▶ What the task requires:
The expected output is the set of lines below beginning at the one that contains "#### Summary" and ending at the final line, reproduced exactly.

(Saved data entries)
-=-=-=-=-
PR #65487, opened 2023-05-05
barrel length for mods

bombasticSlacks:
#### Summary
None 

#### Purpose of change
lets random mods override barrel length.

#### Describe the solution
Adds it as an option for mods.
-=-=-=-=-
▶ Response for this exercise:
#### Summary
None 

#### Purpose of change
lets random mods override barrel length.

#### Describe the solution
Adds it as an option for mods.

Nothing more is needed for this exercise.